Proof. We need to show that $f(T)(v) = \mathbf{0}, \forall v \in V$. If $v = \mathbf{0}$, it is clear.
Suppose that $v \neq \mathbf{0}$. Let $W$ be the $T$-cyclic subspace of $V$ generated by $v$, and let $k = \dim(W)$. Then $! \exists a_0, ..., a_{k-1} \in F$ such that $T^k(v) = a_0v + \cdots + a_{k-1}T^{k-1}(v)$ By Theorem 2. By denoting $b_i = -a_i$ for each $i$ ($0 \leq ki \leq k-1$), $b_0v + \cdots + b_{k-1}T^{k-1}(v) + T^k(v) = \mathbf{0}$. Then by Theorem 2, the characteristic polynomial $g(t)$ of $T_W$ is $g(t) = (-1)^k(b_0 + \cdots + b_{k-1}t^{k-1} + t^k)$.

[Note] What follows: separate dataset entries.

Issue #129, opened 2016-11-01
Add protection on `globus delete` against unsafe globs?


sirosen:
This was discussed on #69 
Deletes through the new CLI are always `--unsafe` per hosted CLI rules.

Should we add client-side protections against trailing globs?

PR #288, opened 2017-04-13
rm command

### LINKED ISSUE #196: rm missing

By Theorem 1, $f(t) = g(t) \cdot h(t)$ where $h(t) \in P(F)$. Then $f(T)(v) = h(T)g(T)(v) = h(T)(-1)^k(b_0v + \cdots + b_{k-1}T^{k-1}(v) + T^k(v)) = \mathbf{0}$. Thus $f(T) = T_0$. $\blacksquare$
Corollary
Corollary. Let $A \in M_{n \times n}(F)$, and $f(t)$ be the characteristic polynomial of $A$. Then $f(A) = O$.
Proof. Let denote $f(t) = a_0 + a_1t + \cdots + a_nt^n$. Then $f(L_A)(v) = a_0v + a_1Av + \cdots + a_nA^nv = f(A)v = \mathbf{0}$. Thus $f(L_A)(v) = f(A)v = L_{f(A)}(v) = \mathbf{0} = Ov, \forall v \in F^n$. Since $L_{f(A)}(v) = Ov = L_O(v), \forall v \in F^n$, $L_{f(A)} = L_O \Longrightarrow f(A) = O$. $\blacksquare$